Stored data:
Issue #6828, opened 2026-02-26
[New Resource] Support for Compute Engine Future Reservations


fkc1e100:
### Description
We would like to request support for Google Compute Engine Future Reservations in Config Connector. Future Reservations allow users to request and secure compute capacity for a specific time window in the future, ensuring that the necessary resources are guaranteed to be available when needed.

This feature is highly beneficial for workloads with predictable capacity needs (such as batch processing, ML training runs, or scheduled events) and helps in managing long-term cloud spend efficiently.

Currently, this resource is not supported in the KCC provider. We would like a new CRD (e.g., `ComputeFutureReservation`) to be implemented using the direct controller approach.

### References
*   **GCP API Reference:** [Compute Engine Future Reservations REST API](https://cloud.google.com/compute/docs/reference/rest/v1/futureReservations)
*   **GCP Product Documentation:** [About future reservations](https://cloud.google.com/compute/docs/instances/reserving-zonal-resources#future)

### Resource Mapping
*   **Proposed KCC CRD:** `ComputeFutureReservation`
*   **GCP Service:** `compute.googleapis.com`
*   **API Version:** `v1beta1` (as seen in recent implementations)

---
*Note: This feature request is being addressed by the implementation proposed in PR [#4801](https://github.com/GoogleCloudPlatform/k8s-config-connector/pull/4801).*

gemmahou:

**Work required:** Retype the data in full, precisely as given.

**Task answer:**
Issue #6828, opened 2026-02-26
[New Resource] Support for Compute Engine Future Reservations


fkc1e100:
### Description
We would like to request support for Google Compute Engine Future Reservations in Config Connector. Future Reservations allow users to request and secure compute capacity for a specific time window in the future, ensuring that the necessary resources are guaranteed to be available when needed.

This feature is highly beneficial for workloads with predictable capacity needs (such as batch processing, ML training runs, or scheduled events) and helps in managing long-term cloud spend efficiently.

Currently, this resource is not supported in the KCC provider. We would like a new CRD (e.g., `ComputeFutureReservation`) to be implemented using the direct controller approach.

### References
*   **GCP API Reference:** [Compute Engine Future Reservations REST API](https://cloud.google.com/compute/docs/reference/rest/v1/futureReservations)
*   **GCP Product Documentation:** [About future reservations](https://cloud.google.com/compute/docs/instances/reserving-zonal-resources#future)

### Resource Mapping
*   **Proposed KCC CRD:** `ComputeFutureReservation`
*   **GCP Service:** `compute.googleapis.com`
*   **API Version:** `v1beta1` (as seen in recent implementations)

---
*Note: This feature request is being addressed by the implementation proposed in PR [#4801](https://github.com/GoogleCloudPlatform/k8s-config-connector/pull/4801).*

gemmahou:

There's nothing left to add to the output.